### DIRECTIONS FOR THIS TASK
Every line below that includes the word "fclose" needs to be copied.
= = = = = = =
PR #4520, opened 2024-10-22
[Bots] Fix pet buffs from saving duplicates every save

nytmyr:
# Description

Previously we were not checking the pet index properly when clearing buffs in the database before saving which resulted in no prior data being deleted.

This corrects the logic for the save and also will clean up any buffs for pets that don't exist in the table.

## Type of change

# Testing

Tested saving before and after to validate no dupes. Verified query only clears buffs for pets that don't exist in the database

Clients tested: 

RoF2

# Checklist

- [x] I have made corresponding changes to the documentation (if applicable, if not delete this line)


Akkadius (approved):
As a general rule of thumb, only things that change schema should be in the manifest.For the sake of time and cutting a release I'll do the suggested changes for you.

nytmyr:
> As a general rule of thumb, only things that change schema should be in the manifest.For the sake of time and cutting a release I'll do the suggested changes for you.

Appreciate it. I figured I would throw it in the manifest because it was a one off to catch all the dupes from the issue, going forward we won't need to purge the table because it deletes as needed on SavePet.

PR #4543, opened 2024-11-15
[Rules] Add Rule to Disable NPCs Facing Target

Kinglykrab:
# Description
- Adds `NPC:ExcludedFaceTargetRaces` which is a comma-separated list of race IDs that should not turn to face target when hailed.

## Type of change
- [X] New feature

# Checklist


Akkadius:
I know this change looks fairly straightforward but would be good to attach demo / testing

Kinglykrab:
> I know this change looks fairly straightforward but would be good to attach demo / testing

Attached a video.

PR #4548, opened 2024-11-22
[Feature] Implement "Big Bags"

Kinglykrab:
# Description
- Implements bags up to `200` slots for ROF2 clients.

# Disclaimer
- Servers using older clients (pre-ROF2) will need to use the following query to limit all their bags to `10` bag slots so their servers still function properly.
```sql
UPDATE `items` SET `bagslots` = 10 WHERE `bagslots` > 10;
```

## Type of change
- [X] Breaking change

# Before and After Slot IDs
image

# Testing
image
image
image
image
image

Clients tested: ROF2

# Checklist
- [X] I have tested the changes on a local database and updated `version.h` `CURRENT_BINARY_DATABASE_VERSION` to the new version.

## Credits
- Thanks to @catapultam-habeo and @SecretsOTheP for sharing their bag implementations and allowing me to finalize a version for EQEmulator as a whole.


crotonrz:
Thousands of players who don't follow server code, just got a semi...and they don't yet know why.

MortimerGreenwald:
While testing got a query error see below:
Placing an item and removing an item in the Bank / Shared Bank Slot.
image
{90333CB6-0E4A-49AE-9345-32C1B8591171}

common/shareddb.cpp
```diff
@@ -190,242 +191,268 @@ SharedDatabase::MailKeys SharedDatabase::GetMailKey(int character_id)
...
+	if (!EQ::InventoryProfile::SupportsContainers(slot_id)) {
+		return true;
+	}
+
+	const int16 base_slot_id = EQ::InventoryProfile::CalcSlotId(slot_id, EQ::invbag::SLOT_BEGIN);
+
+	return SharedbankRepository::DeleteWhere(
+		*this,
+		fmt::format(
+			"`account_id` = {} AND `slotid` BETWEEN {} AND {}",
```
MortimerGreenwald, line 450: should this be 'slot_id'?

Kinglykrab: Yes. I’ll fix it when I get home.

MortimerGreenwald:
Looking good now.

neckkola:
I have also been doing some testing and wonder if the swapitem, or actually the UpdateInventorySlot should be reworked given the increase bag size.  It currently pushes out a db query for each slot in the bag, everytime a bag is selected.  For example, if you have a 100 slot bag, and simply click it to place it on the cursor, there will be 100 db queries.  100 more when you place it back in an inventory slot.  I wonder if we should batch that instead.  This is how master functions, even with a 10 bag slot.  I will continue to do some testing.  Well done Kingly.  Will be a welcome update.

Akkadius:
> I have also been doing some testing and wonder if the swapitem, or actually the UpdateInventorySlot should be reworked given the increase bag size. It currently pushes out a db query for each slot in the bag, everytime a bag is selected. For example, if you have a 100 slot bag, and simply click it to place it on the cursor, there will be 100 db queries. 100 more when you place it back in an inventory slot. I wonder if we should batch that instead. This is how master functions, even with a 10 bag slot. I will continue to do some testing. Well done Kingly. Will be a welcome update.

Every query interaction will definitely need to be done in bulk. This feature lends itself to performance issues by nature so we will need to make sure its solid out of the gate.

MortimerGreenwald:
getting this air when someone is looting. I think it's iterating too many slots.
E6048048-D19A-4995-8347-377C80324F23

MortimerGreenwald:
A couple of reports:
Screenshot_20250122-085848

Also:
When opening multiple large-capacity bags and attempting to left-click items to move them to the bank bag, the following issues occur:
Approximately half of the bag slots disappear
The X button to close bags becomes non-functional
Items become invisible when attempting to move them with left-click (items still exist but cannot be seen)
Note: The bags function normally when only a few are opened.

PR #90, opened 2016-02-25
Put CMakeLists.txt in the project root.

jippeholwerda:
Having CMakeLists.txt in the project root makes it so much easier to use pugixml
as an external dependency in another CMake project.


snikulov:
@zeux  :+1: I also vote for this change. 
It'll help to re-use your project easily with External_ProjectAdd.

zeux:
There's a small issue with putting CMakeLists.txt in the root - running cmake will probably overwrite the default Makefile. Also I guess some Linux distributions will have to adjust their packaging scripts as a result of this change (although I could temporarily leave CMakeLists.txt in scripts/ folder, and remove it in a following version).

Regardless, this seems like a good change. I'll test this a bit before merging.

snikulov:
@zeux you can enforce out-of-source build, as clang do and as I've implemented for splunk/pion to avoid default makefile overwrite.

snikulov:
Here the [example](https://github.com/splunk/pion/blob/develop/cmake/PionUtils.cmake#L50)

rolftimmermans:
Any news on this? Thanks!

PR #92, opened 2016-03-24
Do not assume that fclose can be converted to int(*)(FILE*)

QUSpilPrgm:
Do not assume that fclose can be converted to int(* )(FILE*) because some compilers use a special calling convention for stdlib functions like fclose.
= = = = = = =
### EXERCISE ANSWER
Do not assume that fclose can be converted to int(*)(FILE*)
Do not assume that fclose can be converted to int(* )(FILE*) because some compilers use a special calling convention for stdlib functions like fclose.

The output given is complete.